### What you have to do
Please determine the number of lines in the material below that contain the word "first", and state it alone.
----------
PR #537, opened 2024-05-31
Add __enhanced_stack_trace query to workers

twin-drill:
## What was changed
Added a new query, `__enhanced_stack_trace`, to workers. This query builds upon the pre-existing `__stack_trace` query to provide mappings of code where each worker is currently suspended/working.

Added integration test: `test_workflow_enhanced_stack_trace`, with similar tests to those in `test_workflow_stack_trace`; adjusted `test_workflow_signal_and_query_errors` to account for new default queries in workers.

## How was this tested:
Integration tests were run, locally passing (using Temporalite and Temporal dev server)


temporalio/worker/_workflow_instance.py
```diff
@@ -69,6 +69,36 @@
...
+        
+@dataclass
+class StackTrace:
+    locations : list[FileLocation]
+        
+@dataclass
+class EnhancedStackTrace:
+    sdk     : SDKInfo
+    sources : dict[str, FileSlice]
+    stacks  : list[StackTrace]
```
Sushisource, line 99: These might belong in the `common` module rather than here. In either case they probably don't need to be readily visible to users, so I'd probably prefix them with `_`. If they stay here, I'd move them further down the file with other classes like this.

Also make sure you run the autoformatter (`poe format`)

tests/worker/test_workflow.py
```diff
@@ -2097,6 +2097,30 @@ async def status() -> str:
...
+
+        await assert_eq_eventually("waiting", status)
+
+        # Send stack trace query
+        trace = await handle.query("__enhanced_stack_trace")
+        
+        assert "never_completing_coroutine" in [ stack['functionName'] for stack in trace['stacks'] ]
+        # first line of never_completing_coroutine
+        assert 'self._status = "waiting"' in str(trace['sources'])
+        assert trace['sdk']['version'] == __version__
```
Sushisource, line 2122: Cool!

At least one other thing to test that I think is probably pretty important is to have the workflow run a couroutine that is defined in a different file, so that we can see the other file gets loaded properly

twin-drill:
Will get to adding an external test for `test_workflow_enhanced_stack_trace` and then reformatting on Monday!

temporalio/worker/_workflow_instance.py
twin-drill: Refactored them to `temporalio.common`!

tests/worker/test_workflow.py
twin-drill: Added an external file to helpers and created integration test to ensure it's included.

tests/worker/test_workflow.py
```diff
@@ -2098,6 +2103,74 @@ async def status() -> str:
...
+        assert "never_completing_coroutine" in [
+            loc["functionName"]
+            for stack in trace["stacks"]
+            for loc in stack["locations"]
+        ]
+
+        fn = None
+        for source in trace["sources"].keys():
+            if source.endswith("externalstacktrace.py 53"):
+                fn = source
```
Sushisource, line 2164: So the thing I was kind of interested to see work is that a workflow defined in one file loading code from _another_ file would properly show both files in the sources.

So, I don't know if you need to copy the whole workflow to the `externalstacktrace` file, but rather just run a coroutine that imports some code from it.

twin-drill: gotcha, I'll probably create another file to avoid a circular dependency for it then.

temporalio/worker/_workflow_instance.py
```diff
@@ -1791,6 +1800,42 @@ def _stack_trace(self) -> str:
...
+                filename = frame.f_code.co_filename
+                line_number = frame.f_lineno
+                func_name = frame.f_code.co_name
+
+                try:
+                    source = inspect.getsourcelines(frame)
+                    code = "".join(source[0])
+                    line_number = int(source[1])
+                except OSError as ose:
+                    code = "Cannot access code.\n---\n%s" % ose.strerror
```
cretz, line 1821: Let's use interpolation instead of `%`, e.g.
```suggestion
                    code = f"Cannot access code.\n---\n{ose.strerror}"
```

tests/helpers/externalstacktrace.py
cretz, line 1: Let's separate the words with underscores in this filename (and maybe toss a comment near the top saying this is specifically for testing "external filenames", I was a bit confused by external at first, heh)

cretz (commented):
Looks great!

temporalio/common.py
```diff
@@ -1044,3 +1044,35 @@ def _type_hints_from_func(
         # necessarily
         args.append(arg_hint)  # type: ignore
     return args, ret
+
+
+@dataclass
```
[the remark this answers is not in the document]
twin-drill: Interesting! I assume I'd have to check in with what's in the TS SDK already and make sure it matches with what I've got here to make sure it's consistent across platforms?

And I may reach out to ask about the protos sometime within the next week!

temporalio/common.py
```diff
@@ -1044,3 +1044,35 @@ def _type_hints_from_func(
...
+class _StackTrace:
+    locations: list[_FileLocation]
+
+
+@dataclass
+class _EnhancedStackTrace:
+    sdk: _SDKInfo
+    sources: dict[str, _FileSlice]
+    stacks: list[_StackTrace]
```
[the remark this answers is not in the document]
twin-drill: Do you think that using the `typing` package would be better to ensure it works across different versions?

temporalio/common.py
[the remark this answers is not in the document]
cretz: These are internal classes so where you put them doesn't really matter to a user. They are just for modelling JSON.

tests/helpers/externalstacktrace.py
cretz: Unresolving. Doesn't look like the fillename changed.

temporalio/worker/_workflow_instance.py
```diff
@@ -1791,6 +1800,42 @@ def _stack_trace(self) -> str:
             )
         return "\n\n".join(stacks)
 
+    def _enhanced_stack_trace(self) -> temporalio.common._EnhancedStackTrace:
```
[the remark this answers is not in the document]
cretz: To clarify, even just showing us what this may look like here in GH comments can help us understand how good/bad the Python stack traces may be. I recall they are pretty bad for many users.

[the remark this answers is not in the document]
twin-drill: [stack_trace.txt](https://github.com/user-attachments/files/15774955/stack_trace.txt)
This is the test output for a `__stack_trace` call, for reference!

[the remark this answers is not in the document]
cretz: Thanks! Yeah that does a good job of showing the current poor state of Python stack traces. We'll confer as a team to see what we can do here (and if we want enhanced to wait on that).

twin-drill:
Writing down for myself -- ensure that `FileSlice.content` is newline-terminated

cretz (approved):
Approving with the understanding that the stack traces in Python in general need improvement

cretz:
@twin-drill - CI is failing for a known issue after CLI release. I will make a PR soon to fix it.

Sushisource (approved):
Looking good!

PR #544, opened 2024-06-05
Access current update info with ID inside update handler

### LINKED ISSUE #542: Expose UpdateID in an update handler
This will allow users to use it when they want a unique idempotent primary key for handlers

cretz:
## What was changed

* Added `temporalio.workflow.UpdateInfo`, similar to `temporalio.workflow.Info`, with workflow-accessible information for an update (currently `id` and `name`)
* Added `temporalio.workflow.current_update_info()`, similar to `temporalio.workflow.info()`, with the current in-context update info
  * This uses `contextvars` so it works inside the handler and things it starts but nowhere else
  * `current_update_info()` is preferred over `info()` because the latter is always present and there is nothing "current" about it, whereas the former can return `None` if you're not in an update

## Checklist

1. Closes #542

### DIFF
--- a/temporalio/workflow.py
+++ b/temporalio/workflow.py
@@ -679,7 +679,8 @@ def current_update_info() -> Optional[UpdateInfo]:
     update handler and coroutines/tasks it has started.
 
     Returns:
-        Info for the current update handler if any.
+        Info for the current update handler the code calling this is executing
+            within if any.
     """
     return _current_update_info.get(None)
 
--- a/temporalio/workflow.py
----------
### Answer below
2